Special Report
Signature Dishes From 50 Cities Every American Should Try
October 10, 2021 1:00 pm
Milwaukee
> Signature: Fried cheese curds
Pieces of curd left over from the cheesemaking process, battered and deep-fried. They have been described as “a staple in the diet of any true Milwaukeean.” Another Milwaukee signature: the cannibal sandwich, a piece of rye bread topped with chopped raw beef and chopped onion.
Minneapolis
> Signature: The Juicy Lucy
A cheeseburger with the cheese enclosed inside the patty so that it melts into liquid as the burger cooks. The Juicy Lucy was invented in a bar in south Minneapolis in the 1950s — either at the 5-8 Club or Matt’s Bar (which insists on spelling it “Jucy Lucy”).
Nashville, Tennessee
> Signature: Hot chicken
Fried chicken with a spicy — sometimes very spicy — breading.

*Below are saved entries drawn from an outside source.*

PR #95, opened 2020-06-18
Remove timed background command channel ping

andrewazores:
The periodic ping was initially used for development testing to check
whether communication errors were due to closed connections or the
backend not responding, but this is no longer a common concern and so
the ping serves no practical purpose. It should be removed to prevent it
from clogging backend logs.

### DIFF
--- a/src/app/Shared/Services/CommandChannel.service.tsx
+++ b/src/app/Shared/Services/CommandChannel.service.tsx
@@ -17,7 +17,6 @@ export class CommandChannel {
   private readonly grafanaDatasourceUrlSubject = new ReplaySubject<string>(1);
   private readonly grafanaDashboardUrlSubject = new ReplaySubject<string>(1);
   private readonly targetSubject = new ReplaySubject<string>(1);
-  private pingTimer = -1;
 
   constructor(apiSvc: ApiService, private readonly notifications: Notifications) {
     this.apiSvc = apiSvc;
@@ -90,16 +89,12 @@ export class CommandChannel {
           protocol: subprotocol,
           openObserver: {
             next: () => {
-              this.pingTimer = window.setInterval(() => {
-                this.sendControlMessage('ping');
-              }, 10 * 1000);
               this.ready.next(true);
             }
           },
           closeObserver: {
             next: () => {
               this.ready.next(false);
-              window.clearInterval(this.pingTimer);
               this.notifications.info('WebSocket connection lost');
             }
           }


vic-ma:
Not directly related to this PR, but whenever I start my cjfr now, the webpage asks me for an authorization token and says that the cjfr server is configured with Bearer token authentication.

I've tried using multiple different commits in multiple different local repos (including a new one I cloned just now), and I've also tried using both the `run` script and `exec:java`, but the login page always pops up. The only thing I know I changed from before I had this issue is adding in the environment variables you mentioned on IRC, but even when I unset these, the login page is still there.

I'm really not sure what could be causing this. If I run `env | grep CONTAINER`, nothing pops up, so it isn't like I accidentally set `CONTAINER_JFR_AUTH_MANAGER` or anything. If I do manually set that variable to `com.redhat.rhjmc.containerjfr.net.BasicAuthManager` or `com.redhat.rhjmc.containerjfr.net.NoopAuthManager` or random gibberish, nothing changes.

If I type in random characters or no characters into the Token field and press Login, nothing happens. Also, strangely, the Grafana error message pops up twice now.

andrewazores:
Hmm. I hadn't noticed, but I see the same thing too if I try to use the web client built into the container-jfr image. Is that how you're running it? When I run a separate -web dev instance using `npm run start:dev` then that works as expected. I'll have to take a look into what's going on there.

> If I type in random characters or no characters into the Token field and press Login, nothing happens. Also, strangely, the Grafana error message pops up twice now.

Is it one for the dashboard and one for the datasource? That's currently normal if so.

andrewazores:
Screenshot_2020-06-19_14-46-42

That would do it. Now to see why the backend is doing that.

vic-ma:
>I see the same thing too if I try to use the web client built into the container-jfr image. Is that how you're running it?

I think so...I'm just building the `container-jfr` repo and then from there using the `run.sh` script or running `exec:java`. I'm definitely not doing `npm run start:dev` or anything.

andrewazores:
Yea, so that's using the client that is built as part of the container-jfr built and baked into the container image. For some reason that's breaking due to CORS rejections, but a separate Webpack devserver (`npm run start:dev` in the -web repo) is working normally. Weird.

andrewazores:
Oh, weird. Maybe I had some browser caching issue. I did a hard refresh of the container-jfr built-in client (local process, mvn exec style) and it's working as expected, with the container-jfr on current master branch and its web-client submodule on v0.10.0 - same as is in master.

andrewazores:
Hmm. Going into the web-client submodule and checking out the remove-ping branch from this PR, doing a clean build, and a hard refresh in the browser is also working as expected.

vic-ma:
I see the same thing in my auth request header as what you posted above. I tried rebuilding just now, but still get the issue. I also tried opening `localhost:8181` in firefox and chromium, which I haven't used before, but they both have the same issue.

>I did a hard refresh of the container-jfr built-in client (local process, mvn exec style) and it's working as expected

By hard refresh, do you just mean rebuilding, or is it something else?

andrewazores:
It depends on the browser, but in Firefox for example it's pressing Ctrl+Shift+R, which causes the browser to refresh the page and not use any cached assets - as opposed to a normal Ctrl+R or an F5, which refreshes but uses cached assets when available. The web client is often not cached properly, so even if the asset on the server has changed due to a rebuild, the browser can't determine this and reuses an old cached asset.

vic-ma:
Hmm it still asks me for a token, but now the only tab I see on the left is "Dashboard" whereas before there were two others, and this time only one Grafana error popped up. This is the case when I restart CJFR as well.

andrewazores:
Have you tried a different browser? @Alexjsenn had some weird issues that sound similar as well, but after switching browsers it started working normally again. I'm not sure what's going on there.

vic-ma:
Yes I've tried in multiple browsers and did Ctrl+Shift+R in all.

vic-ma:
Could it be an issue related to fonts at all? I downgraded my Pango recently, so maybe that? I see a few log messages which I don't think were there before, like:
```
[INFO] (127.0.0.1:42274): GET /fonts/overpass-regular.woff2 403 0ms
```

andrewazores:
I don't think so, the fonts there should all be coming from the web-client build and then served out by the container-jfr webserver. They aren't coming from your system. It's weird that you're getting a 403 on those requests even, though. Does it also say it was from CORS rejection?

vic-ma:
No, when I open/refresh the webpage, it just prints these logs:
```[INFO] (127.0.0.1:44358): GET /api/v1/grafana_datasource_url 500 0ms
[ERROR] io.vertx.ext.web.handler.impl.HttpStatusException: Internal Server Error

[INFO] (127.0.0.1:44362): GET /api/v1/grafana_dashboard_url 500 2ms
[INFO] (127.0.0.1:44362): POST /api/v1/auth 403 0ms
[INFO] (127.0.0.1:44362): GET /fonts/overpass-regular.woff2 403 0ms
[INFO] (127.0.0.1:44358): GET /fonts/overpass-semibold.woff2 403 0ms
[INFO] (127.0.0.1:44356): GET /fonts/overpass-light.woff2 403 0ms
[INFO] (127.0.0.1:44356): GET /fonts/overpass-regular.woff 403 0ms
[INFO] (127.0.0.1:44358): GET /fonts/overpass-semibold.woff 403 0ms
[INFO] (127.0.0.1:44356): GET /fonts/overpass-light.woff 403 2ms
[INFO] (127.0.0.1:44356): GET /fonts/overpass-regular.ttf 403 0ms
[INFO] (127.0.0.1:44358): GET /fonts/overpass-semibold.ttf 403 0ms
[INFO] (127.0.0.1:44358): GET /fonts/overpass-light.ttf 403 0ms
```

vic-ma:
Actually, maybe. In chrome, I see this in the console:

```
localhost/:1 GET http://localhost:8181/fonts/overpass-regular.woff2 net::ERR_ABORTED 403 (CORS Rejected - Invalid origin)
```

andrewazores:
I meant in your browser's devtools console, does it mention the CORS rejection? The backend logs show just the 403 status code, but not the reason string for the 403.

I've just pushed an image to Quay tagged as `quay.io/andrewazores/container-jfr:0.19.0-SNAPSHOT`. Can you try running that and see how it behaves for you? It's working as expected for me.

vic-ma:
Here are the logs from Chrome from my local CJFR; also I upgraded Pango and rebooted but it didn't seem to make a difference:

```
:8181/api/v1/auth:1 Failed to load resource: the server responded with a status of 403 (CORS Rejected - Invalid origin)
2webpack-internal:///190:4593 SyntaxError: Unexpected token D in JSON at position 0
CommandChannel.logError @ webpack-internal:///190:4593
overpass-regular.woff2:1 Failed to load resource: the server responded with a status of 403 (CORS Rejected - Invalid origin)
overpass-semibold.woff2:1 Failed to load resource: the server responded with a status of 403 (CORS Rejected - Invalid origin)
overpass-light.woff2:1 Failed to load resource: the server responded with a status of 403 (CORS Rejected - Invalid origin)
overpass-regular.woff:1 Failed to load resource: the server responded with a status of 403 (CORS Rejected - Invalid origin)
overpass-semibold.woff:1 Failed to load resource: the server responded with a status of 403 (CORS Rejected - Invalid origin)
overpass-light.woff:1 Failed to load resource: the server responded with a status of 403 (CORS Rejected - Invalid origin)
overpass-regular.ttf:1 Failed to load resource: the server responded with a status of 403 (CORS Rejected - Invalid origin)
overpass-semibold.ttf:1 Failed to load resource: the server responded with a status of 403 (CORS Rejected - Invalid origin)
overpass-light.ttf:1 Failed to load resource: the server responded with a status of 403 (CORS Rejected - Invalid origin)
www.patternfly.org/c…t/img/favicon.ico:1 Failed to load resource: the server responded with a status of 404 ()
```

When I ran your image, there is still a login page but this time it is basic authentication. It asks for a username and password. This time in the logs, there is this:
```
:8181/api/v1/clienturl:1 Failed to load resource: net::ERR_CONNECTION_REFUSED
webpack-internal:///190:4593 TypeError: Failed to fetch
:8181/api/v1/grafana_datasource_url:1 Failed to load resource: net::ERR_CONNECTION_REFUSED
CommandChannel.service.tsx?9341:194 TypeError: Failed to fetch
:8181/api/v1/grafana_dashboard_url:1 Failed to load resource: net::ERR_CONNECTION_REFUSED
CommandChannel.service.tsx?9341:194 TypeError: Failed to fetch
:8181/api/v1/auth:1 Failed to load resource: net::ERR_CONNECTION_REFUSED
webpack-internal:///190:4235 {}
overpass-regular.woff2:1 Failed to load resource: net::ERR_CONNECTION_REFUSED
overpass-semibold.woff2:1 Failed to load resource: net::ERR_CONNECTION_REFUSED
overpass-light.woff2:1 Failed to load resource: net::ERR_CONNECTION_REFUSED
overpass-regular.woff:1 Failed to load resource: net::ERR_CONNECTION_REFUSED
overpass-semibold.woff:1 Failed to load resource: net::ERR_CONNECTION_REFUSED
overpass-light.woff:1 Failed to load resource: net::ERR_CONNECTION_REFUSED
overpass-regular.ttf:1 Failed to load resource: net::ERR_CONNECTION_REFUSED
overpass-semibold.ttf:1 Failed to load resource: net::ERR_CONNECTION_REFUSED
overpass-light.ttf:1 Failed to load resource: net::ERR_CONNECTION_REFUSED
```

andrewazores:
That's really, really odd. I don't know why the detected auth scheme would be different, or why you would be getting connection refusals when trying to load the fonts from the server.

vic-ma:
Here are the backend logs:
```
[INFO] Logger level: INFO
[INFO] container-jfr started. args: []
SLF4J: Failed to load class "org.slf4j.impl.StaticLoggerBinder".
SLF4J: Defaulting to no-operation (NOP) logger implementation
SLF4J: See http://www.slf4j.org/codes.html#StaticLoggerBinder for further details.
[WARN] No available SSL certificates. Fallback to plain HTTP.
[INFO] HTTP service running on http://10.0.2.100:8181
[INFO] Selecting platform default AuthManager "com.redhat.rhjmc.containerjfr.net.NoopAuthManager"
[INFO] low memory pressure streaming disabled for web server
[INFO] low memory pressure streaming disabled for web server
[INFO] Max concurrent WebSocket connections: 2
```

andrewazores:
Those logs suggest that it didn't even see any incoming connections...

vic-ma:
>Oh, I forgot to also add -p 8181:8181 to the podman command. But without that you shouldn't even have been able to load the client at all to see the basic auth login page, let alone see it failing to load resources after that.

Hmm I didn't add that to the command...

andrewazores:
Ah. You probably got a cached client then, which then failed to connect to the server because the port wasn't exposed.

vic-ma:
Did that and now there is no more login page, but I get these two new messages in the webpage:
```
Danger alert:WebSocket error
{"isTrusted":true}
```
and
```
WebSocket connection lost
```

andrewazores:
Okay, great. That's the same result that I see now with that image. I need to figure out why that is, but at least we've managed to get on the same page.

vic-ma:
I guess what's most strange is that my webpage was working fine just a few days ago. I can see in my browser history that I visited it this Monday. So it must've been something that I changed on my machine from then to now, right?

andrewazores:
It would seem that way, but I don't know what it would be other than maybe the browser, but you've tried several and I doubt that they all somehow are broken at the same time for this specific application. But then it works (more or less) with an image that I built, so that suggests maybe something in your repo. But then you tried from a freshly cloned one...

andrewazores:
Okay so the "websocket connection lost" and "websocket error" messages actually come up *because of this PR*. Whoops. But only when it's in a container image - as a local process it seems to work normally? I need to figure out why that is. I'll mark this PR as a draft in the meantime.

andrewazores:
Oh, nevermind. Use `run.sh` and this PR works fine, so it's just a misconfiguration causing the websocket connection to fail immediately.

andrewazores:
Oh, nevermind. Use `run.sh` and this PR works fine, so it's just a misconfiguration causing the websocket connection to fail immediately.

vic-ma:
When I run `npm run start:dev` in `web-server/` and then go to `localhost:9000`, it has the basic authentication login page, if that means anything. This is without cjfr running or anything.

andrewazores:
That would be expected. If you don't have a container-jfr instance running then the web-client has nothing to connect to, so it fails auth detection (and fails no-auth login) and sits you at the login page.

andrewazores:
When you use `npm run start:dev`, the webpack dev server configures things so that the client should be attempting to connect to a container-jfr backend at `http://localhost:8181/`. That could be a local process or an appropriately configured Podman instance, so long as it's at that location. You can configure that by editing the `.env` file in the web-client.

vic-ma:
This is quite strange...

So this morning, everything was still not working. I tried on master, with both the `run` script and as a local process.

But then, in another copy of the repo, I checked out the connectionless API commit, and when I then ran the `run` script, it was working. Then, when I ran `run.sh` again on master, that was working too. Also, for all this testing, I tried to make sure to do a hard reload each time.

After that, I ran `exec:java` on the connectionless API repo, and that worked. I want to say that when I ran `exec:java` on the master repo right after, that that worked as well, but I'm not totally sure. It could be that I forgot to hard reload also. In any case, afterwards, I could not get `exec:java` on master to work; it always showed the token authentication page.

Then, I tried the commit right before connectionless and that worked for both `run.sh` and `exec:java`. I'm pretty sure I tried `run.sh` on the master repo right after and it still worked.

Then, I tried the commit right before master, and `run.sh` did not work. Then, interestingly, when I then tried `run.sh` on master, it became broken again. And for both, `exec:java` does not work.

Then, I tried the commit right before the `WebServer` refactor, and both `run.sh` and `exec:java` were working. Then, I tried `run.sh` on master and that was working again, but `exec:java` was still not.

Then, I tried the `WebServer` refactor commit, and everything stopped working again.

andrewazores:
The webserver refactor you mean is commit `bc069f526b25b33434604b25c9904ed9365bc8b7`? The CORS handling did somewhat change along with that refactor, although it went from being a hacked-together hand-written implementation to delegating to the Vert.x implementation, so if anything it should be *more* compliant now...

vic-ma:
Yes that one.

andrewazores:
With that commit, you see 403s in the container-jfr logs and CORS rejection messages in the browser console, right? And neither of those things, and the web-client working correctly, when you try the commit before it?

andrewazores:
What URL are you visiting to get to the web-client, and do you have `CONTAINER_JFR_ENABLE_CORS` set?

vic-ma:
Here is for the refactor commit.

CJFR Logs when I open `localhost:8181`:
```
[INFO] (0:0:0:0:0:0:0:1:56700): GET /api/v1/clienturl 200 101ms
[INFO] (0:0:0:0:0:0:0:1:56706): POST /api/v1/auth 403 0ms
[ERROR] io.vertx.ext.web.handler.impl.HttpStatusException: Internal Server Error

[INFO] (0:0:0:0:0:0:0:1:56702): GET /api/v1/grafana_datasource_url 500 23ms
[ERROR] io.vertx.ext.web.handler.impl.HttpStatusException: Internal Server Error

[INFO] (0:0:0:0:0:0:0:1:56704): GET /api/v1/grafana_dashboard_url 500 18ms
```

And  in the `auth` header: `403 CORS Rejected - Invalid origin`.

Maybe worth noting is that I don't get 403s for the font-related stuff anymore.

For the commit before, `auth` header is: `200 OK`. And I tested before and making a recording works.

vic-ma:
URL I use is `localhost:8080`. Right now `CONTAINER_JFR_ENABLE_CORS` is set to true. Though last week I tested with it off as well.

andrewazores:
Try `unset CONTAINER_JFR_ENABLE_CORS` and revisit your `localhost:8181`, and then try with/without the CORS env var set and visiting the URL printed out by container-jfr on startup (assuming you start it using `exec:java`). I think that matrix is the key to figuring out what exactly is broken about how we have CORS implemented.

vic-ma:
So, right now, only tested the `unset` part, but it fixed the issue on the `WebServer` commit when I run `exec:java`. Tested on master, and it's still broken.

vic-ma:
For `WebServer` commit, CORS unset and going to `http://192.168.0.107:8181` works. When CORS is set to true, it does not work.

andrewazores:
There are no differences between that commit and master which should be changing the CORS behaviour :-/

vic-ma:
Ah, my bad, maybe env var unset doesn't work across terminals or something? I unset it and it works on master now.

vic-ma:
Although that is really strange, since this would certainly have been the first thing I tested last week, since it's the most obvious change...

andrewazores:
Yea if you have the env var set in something like your `.bashrc` then unsetting it in one only unsets it for that process and its children, so a different terminal window wouldn't be affected.

andrewazores:
Okay so with master (or the webserver refactor commit), CONTAINER_JFR_ENABLE_CORS=true breaks it if you visit `localhost:8181` or the URL printed at startup. I think that's probably expected - if CORS is enabled then it's expecting and enforcing a different origin, even though you don't actually need it since your origin is actually the container-jfr webserver itself. So I'll need to check if that's up to spec, or if I need to also add those origins to the response headers.

What about the commit before the refactor? Did that work in your test scenario regardless of CONTAINER_JFR_ENABLE_CORS?

vic-ma:
Hmm even using `localhost:8181` is working properly on master now. I think I probably just didn't unset the env var properly last week when I was trying to figure out this issue. I'll test the commit before now.

vic-ma:
On master, if the env var is set, it does not work on either `localhost:8181` or `http://192.168.0.107:8181/`. This is the case even if I set `CONTAINER_JFR_ENABLE_CORS` to false (but not if I completely unset it).

vic-ma:
Before the refactor, it works regardless of if the env var is set or not.

andrewazores:
Cool, thanks for checking all that. I'll check what the spec should be and see if, when CORS is enabled, we should automatically include our own origin(s).

Setting the var to `false`, or any other string, should actually have the same effect as setting it to `true`. It's just looking for the env var to be set to enable the handler, not for it to have any particular value.

vic-ma:
But the problem with setting the variable causing this issue is specific to me, right? Like for you or Alex, having the variable set doesn't cause any problems?

andrewazores:
I don't know about @Alexjsenn , but `CONTAINER_JFR_ENABLE_CORS=true mvn exec:java` breaks due to CORS rejections while `mvn exec:java` works as expected. In the case where the env var is set, using a separate web-client dev instance with `npm run start:dev` does work though, since that does mean that the client origin is different from the container-jfr webserver, and as such is actually the expected request origin. Without the env var set, the separate web-client does not work.

I think all the confusion on my end previously came from me not cluing in that I had just recently suggested the CORS env var to you, not realizing that that breaks local development if you use the client as built by Maven and served by container-jfr. Usually I run a separate local backend process with Maven and a separate frontend with Webpack, so I do need the CORS configuration.

andrewazores:
Okay, so the CORS header `Access-Control-Allow-Origin` only allows a single origin to be specified, not a list, but there is also a `*` wildcard which allows any origin. I'll file an issue to make this configurable.

andrewazores:
Filed: #188

vic-ma:
Is there something wrong with this way of changing the `web-client` submodule's commit? Since when I run CJFR after, I still see the ping commands, but obviously this PR removes them.

1. I clone my fork of `container-jfr`
1. I change the URL in `.gitmodules` to https://github.com/andrewazores/container-jfr-web
1. I run `git submodule init && git submodule update`
1. I go into `web-client/` and run `git checkout remove-ping`
1. I go back into `container-jfr/` and build and run the project

andrewazores:
You shouldn't need to modify the `.gitmodules` just to check out a fork's branch - try adding my fork as a remote to your submodule repo. Then you can fetch and check out branches from my fork, as well as check out the original master branch, without having to manually edit any git state.

vic-ma:
Hmm did this and I still get pings in my logs. These are the pings that this PR removes right?

```
[INFO] (192.168.0.107:44152): CMD {"id":"4eoPU4ypc_MiYP6cHXh9Y","command":"ping","args":[]}
[INFO] (192.168.0.107:44152): CMD {"id":"GQGapWEibZk32lJeeYKNc","command":"ping","args":[]}
[INFO] (192.168.0.107:44152): CMD {"id":"0Z7668086Ro_lqalMW0X3","command":"ping","args":[]}
```

andrewazores:
Yes, those are the ones. I'm not sure where those are coming from, but there must again be some issue where the client build is stale or whatever client build is running in your browser is out of date, or maybe you have another instance of an outdated client still open somewhere and connecting to the same backend, because this PR definitely removes all of the pings from the frontend - try a `grep -R ping src` on the web-client before and after and you'll see that this PR is removing the only place that sends them.

vic-ma:
Ah, yup, looks like a hard refresh fixed it.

According to legend, the dish has its origins in the 1930s, when a woman who had been wronged by a man-about-town named Thornton Prince sought revenge by serving him the spiciest chicken possible. To her dismay, he loved it that way and eventually opened the restaurant that became Prince’s Hot Chicken.
New Haven, Connecticut
> Signature: Pizza
Thin-crust pizza in the Neapolitan style, cooked in very hot brick ovens (sometimes coal-fired) to produce a signature char on the crust. The style started when Frank Pepe opened his Pizzeria Napoletana in 1925. His signature — and that of New Haven pizza in general — became the white clam pizza, topped with clams, garlic, parsley, and romano cheese.
New Orleans
> Signature: Po’boy
A French bread loaf filled with anything from roast beef to fried shrimp, oysters, or other seafood, along with various condiments. Legend has it that the po’boy was invented by two New Orleans brothers in 1929 to feed striking streetcar workers (the “poor boys”). Other New Orleans signatures: muffuletta, a kind of Italian sub on a large round loaf, filled with Italian deli meats, cheese (usually provolone), olive salad, and sometimes pickled vegetables; beignets (fried yeast dough sprinkled with powdered sugar); gumbo (thick multi-ingredient stew in many varieties, thickened with okra or with filé — ground dried sassafras leaves).